# Task prompt
Report each line below that carries the word "Programming".
═════ Records for the exercise
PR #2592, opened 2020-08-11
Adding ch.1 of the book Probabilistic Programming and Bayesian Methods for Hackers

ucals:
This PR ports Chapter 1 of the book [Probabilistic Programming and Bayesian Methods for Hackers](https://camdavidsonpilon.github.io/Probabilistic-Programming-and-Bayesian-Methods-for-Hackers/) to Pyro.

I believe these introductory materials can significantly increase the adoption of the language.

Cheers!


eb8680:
══════════
# Exercise solution
Adding ch.1 of the book Probabilistic Programming and Bayesian Methods for Hackers
This PR ports Chapter 1 of the book [Probabilistic Programming and Bayesian Methods for Hackers](https://camdavidsonpilon.github.io/Probabilistic-Programming-and-Bayesian-Methods-for-Hackers/) to Pyro.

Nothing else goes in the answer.